Problem description
Scan the data below and state the number of lines that include the word "complexity", adding no comment.

START Records supplied

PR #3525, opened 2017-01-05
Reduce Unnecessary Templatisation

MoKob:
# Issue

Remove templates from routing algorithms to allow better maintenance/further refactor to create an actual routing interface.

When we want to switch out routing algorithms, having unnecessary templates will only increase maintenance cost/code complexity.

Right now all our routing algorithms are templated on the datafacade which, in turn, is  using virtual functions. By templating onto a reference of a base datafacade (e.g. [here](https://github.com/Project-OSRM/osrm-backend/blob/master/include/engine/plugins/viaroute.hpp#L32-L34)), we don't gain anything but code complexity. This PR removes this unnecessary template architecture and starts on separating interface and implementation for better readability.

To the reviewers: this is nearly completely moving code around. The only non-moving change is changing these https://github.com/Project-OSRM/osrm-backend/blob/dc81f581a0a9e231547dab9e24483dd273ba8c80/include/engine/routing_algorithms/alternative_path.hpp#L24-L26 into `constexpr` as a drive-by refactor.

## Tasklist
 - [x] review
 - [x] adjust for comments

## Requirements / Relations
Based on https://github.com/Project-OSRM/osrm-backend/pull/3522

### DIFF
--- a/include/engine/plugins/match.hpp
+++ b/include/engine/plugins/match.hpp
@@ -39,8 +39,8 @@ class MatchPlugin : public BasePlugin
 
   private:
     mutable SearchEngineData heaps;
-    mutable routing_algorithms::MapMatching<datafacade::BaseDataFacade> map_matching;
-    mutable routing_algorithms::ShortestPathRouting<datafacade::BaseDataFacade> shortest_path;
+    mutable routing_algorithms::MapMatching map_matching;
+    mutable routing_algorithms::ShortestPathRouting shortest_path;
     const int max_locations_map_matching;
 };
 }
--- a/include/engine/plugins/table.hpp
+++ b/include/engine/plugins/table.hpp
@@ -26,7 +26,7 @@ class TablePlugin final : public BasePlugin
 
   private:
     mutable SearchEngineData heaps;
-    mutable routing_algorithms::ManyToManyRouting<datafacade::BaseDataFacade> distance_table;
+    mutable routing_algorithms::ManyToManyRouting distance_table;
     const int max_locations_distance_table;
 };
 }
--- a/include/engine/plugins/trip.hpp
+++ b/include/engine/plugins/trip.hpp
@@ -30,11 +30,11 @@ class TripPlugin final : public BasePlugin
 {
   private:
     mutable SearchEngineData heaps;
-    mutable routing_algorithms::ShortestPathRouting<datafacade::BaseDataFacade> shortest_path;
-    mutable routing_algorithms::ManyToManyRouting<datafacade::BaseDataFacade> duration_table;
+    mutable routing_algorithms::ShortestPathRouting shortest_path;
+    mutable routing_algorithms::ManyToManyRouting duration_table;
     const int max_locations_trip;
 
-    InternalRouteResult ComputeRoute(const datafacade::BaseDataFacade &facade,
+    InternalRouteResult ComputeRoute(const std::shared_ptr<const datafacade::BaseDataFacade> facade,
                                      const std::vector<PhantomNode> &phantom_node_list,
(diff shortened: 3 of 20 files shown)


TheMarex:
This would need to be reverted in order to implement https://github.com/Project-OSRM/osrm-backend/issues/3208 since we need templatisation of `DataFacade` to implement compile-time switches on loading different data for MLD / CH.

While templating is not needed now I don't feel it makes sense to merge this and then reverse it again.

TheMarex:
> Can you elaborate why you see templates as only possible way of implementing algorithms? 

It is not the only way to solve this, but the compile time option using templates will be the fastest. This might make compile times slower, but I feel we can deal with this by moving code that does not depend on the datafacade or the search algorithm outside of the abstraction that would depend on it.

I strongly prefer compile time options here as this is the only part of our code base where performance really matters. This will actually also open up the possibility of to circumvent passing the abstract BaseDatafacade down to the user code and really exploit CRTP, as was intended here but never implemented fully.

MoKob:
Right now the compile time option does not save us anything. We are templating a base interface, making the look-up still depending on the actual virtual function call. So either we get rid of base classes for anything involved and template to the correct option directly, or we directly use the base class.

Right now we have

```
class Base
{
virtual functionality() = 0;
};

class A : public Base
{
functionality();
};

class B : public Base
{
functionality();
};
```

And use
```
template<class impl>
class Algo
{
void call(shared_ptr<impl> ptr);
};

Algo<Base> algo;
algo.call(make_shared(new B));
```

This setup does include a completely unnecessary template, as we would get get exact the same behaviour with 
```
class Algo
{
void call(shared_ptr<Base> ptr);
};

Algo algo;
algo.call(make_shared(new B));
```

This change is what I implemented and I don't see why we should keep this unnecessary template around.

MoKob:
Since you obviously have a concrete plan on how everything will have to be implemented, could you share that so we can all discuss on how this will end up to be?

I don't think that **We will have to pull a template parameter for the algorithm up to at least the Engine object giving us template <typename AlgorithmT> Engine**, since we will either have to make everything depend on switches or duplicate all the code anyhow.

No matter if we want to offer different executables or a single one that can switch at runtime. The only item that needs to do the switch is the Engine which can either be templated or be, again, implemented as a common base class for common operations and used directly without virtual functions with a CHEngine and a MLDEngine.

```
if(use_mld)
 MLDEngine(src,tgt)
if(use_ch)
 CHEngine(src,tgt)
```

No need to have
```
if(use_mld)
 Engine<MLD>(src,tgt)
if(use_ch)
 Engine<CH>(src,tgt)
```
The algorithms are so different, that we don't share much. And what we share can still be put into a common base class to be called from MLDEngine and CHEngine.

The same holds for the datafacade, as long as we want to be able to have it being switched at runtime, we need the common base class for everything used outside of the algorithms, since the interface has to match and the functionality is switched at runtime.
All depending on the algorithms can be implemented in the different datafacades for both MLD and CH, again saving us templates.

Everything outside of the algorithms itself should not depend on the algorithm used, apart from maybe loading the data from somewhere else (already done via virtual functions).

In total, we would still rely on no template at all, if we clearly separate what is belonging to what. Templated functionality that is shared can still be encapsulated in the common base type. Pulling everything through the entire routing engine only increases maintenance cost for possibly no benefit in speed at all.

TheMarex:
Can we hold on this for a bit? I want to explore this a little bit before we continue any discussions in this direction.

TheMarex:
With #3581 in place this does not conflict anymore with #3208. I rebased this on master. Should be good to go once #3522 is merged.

END Records supplied

Answer section
2